--- RECORDS FOR THE TASK Enclosed Below ---

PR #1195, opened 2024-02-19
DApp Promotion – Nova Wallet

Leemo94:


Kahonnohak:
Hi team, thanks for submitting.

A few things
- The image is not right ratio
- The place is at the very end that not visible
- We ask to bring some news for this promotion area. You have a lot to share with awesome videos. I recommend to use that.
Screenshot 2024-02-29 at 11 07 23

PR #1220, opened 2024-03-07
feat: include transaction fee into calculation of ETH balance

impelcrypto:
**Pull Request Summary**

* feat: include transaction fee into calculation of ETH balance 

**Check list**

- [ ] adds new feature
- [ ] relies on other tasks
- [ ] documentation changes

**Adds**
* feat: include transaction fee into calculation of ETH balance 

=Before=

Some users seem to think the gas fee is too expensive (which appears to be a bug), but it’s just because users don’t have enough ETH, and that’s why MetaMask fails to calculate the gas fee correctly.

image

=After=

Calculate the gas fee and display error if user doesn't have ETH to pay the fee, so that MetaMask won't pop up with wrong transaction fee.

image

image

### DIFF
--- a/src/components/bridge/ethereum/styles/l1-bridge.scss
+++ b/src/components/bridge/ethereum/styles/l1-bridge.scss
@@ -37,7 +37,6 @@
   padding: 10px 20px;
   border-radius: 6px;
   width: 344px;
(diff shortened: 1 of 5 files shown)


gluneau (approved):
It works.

--- End of Enclosed RECORDS FOR THE TASK ---

▶ _ABOUT THIS EXERCISE_
Transcribe the material above. Change nothing in it.

▶ _WRITTEN SOLUTION_
PR #1195, opened 2024-02-19
DApp Promotion – Nova Wallet

Leemo94:


Kahonnohak:
Hi team, thanks for submitting.

A few things
- The image is not right ratio
- The place is at the very end that not visible
- We ask to bring some news for this promotion area. You have a lot to share with awesome videos. I recommend to use that.
Screenshot 2024-02-29 at 11 07 23

PR #1220, opened 2024-03-07
feat: include transaction fee into calculation of ETH balance

impelcrypto:
**Pull Request Summary**

* feat: include transaction fee into calculation of ETH balance 

**Check list**

- [ ] adds new feature
- [ ] relies on other tasks
- [ ] documentation changes

**Adds**
* feat: include transaction fee into calculation of ETH balance 

=Before=

Some users seem to think the gas fee is too expensive (which appears to be a bug), but it’s just because users don’t have enough ETH, and that’s why MetaMask fails to calculate the gas fee correctly.

image

=After=

Calculate the gas fee and display error if user doesn't have ETH to pay the fee, so that MetaMask won't pop up with wrong transaction fee.

image

image

### DIFF
--- a/src/components/bridge/ethereum/styles/l1-bridge.scss
+++ b/src/components/bridge/ethereum/styles/l1-bridge.scss
@@ -37,7 +37,6 @@
   padding: 10px 20px;
   border-radius: 6px;
   width: 344px;
(diff shortened: 1 of 5 files shown)


gluneau (approved):
It works.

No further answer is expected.